WHAT TO PRODUCE = The complete listing that follows is to be set down again, exactly as it appears.

↓

PR #210, opened 2019-09-16
add IsReplyFilter

Arwichok:
# Description

Add IsReplyFilter

# Use
```py
@dp.message_handler(is_reply=True)
async def reply_test(msg, reply):
    await msg.answer(f'Reply: {reply.text}')
```

### DIFF
--- a/aiogram/dispatcher/filters/builtin.py
+++ b/aiogram/dispatcher/filters/builtin.py
@@ -637,5 +637,7 @@ class IsReplyFilter(BoundFilter):
         self.is_reply = is_reply
 
     async def check(self, msg: Message):
-        if msg.reply_to_message:
+        if msg.reply_to_message and self.is_reply:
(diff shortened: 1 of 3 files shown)


aiogram/dispatcher/filters/builtin.py
```diff
@@ -625,3 +625,19 @@ def validate(cls, full_config: typing.Dict[str, typing.Any]) -> typing.Optional[
...
+    """
+    key = 'is_reply'
+
+    def __init__(self, is_reply):
+        self.is_reply = is_reply
+
+    async def check(self, msg: Message):
+        if msg.reply_to_message and self.is_reply:
+            return {'reply': msg.reply_to_message}
+        elif msg.reply_to_message is None and self.is_reply is False:
```
JrooTJunior:
```suggestion
        elif not msg.reply_to_message and not self.is_reply:
```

↑

REPLY =
PR #210, opened 2019-09-16
add IsReplyFilter

Arwichok:
# Description

Add IsReplyFilter

# Use
```py
@dp.message_handler(is_reply=True)
async def reply_test(msg, reply):
    await msg.answer(f'Reply: {reply.text}')
```

### DIFF
--- a/aiogram/dispatcher/filters/builtin.py
+++ b/aiogram/dispatcher/filters/builtin.py
@@ -637,5 +637,7 @@ class IsReplyFilter(BoundFilter):
         self.is_reply = is_reply
 
     async def check(self, msg: Message):
-        if msg.reply_to_message:
+        if msg.reply_to_message and self.is_reply:
(diff shortened: 1 of 3 files shown)


aiogram/dispatcher/filters/builtin.py
```diff
@@ -625,3 +625,19 @@ def validate(cls, full_config: typing.Dict[str, typing.Any]) -> typing.Optional[
...
+    """
+    key = 'is_reply'
+
+    def __init__(self, is_reply):
+        self.is_reply = is_reply
+
+    async def check(self, msg: Message):
+        if msg.reply_to_message and self.is_reply:
+            return {'reply': msg.reply_to_message}
+        elif msg.reply_to_message is None and self.is_reply is False:
```
JrooTJunior:
```suggestion
        elif not msg.reply_to_message and not self.is_reply:
```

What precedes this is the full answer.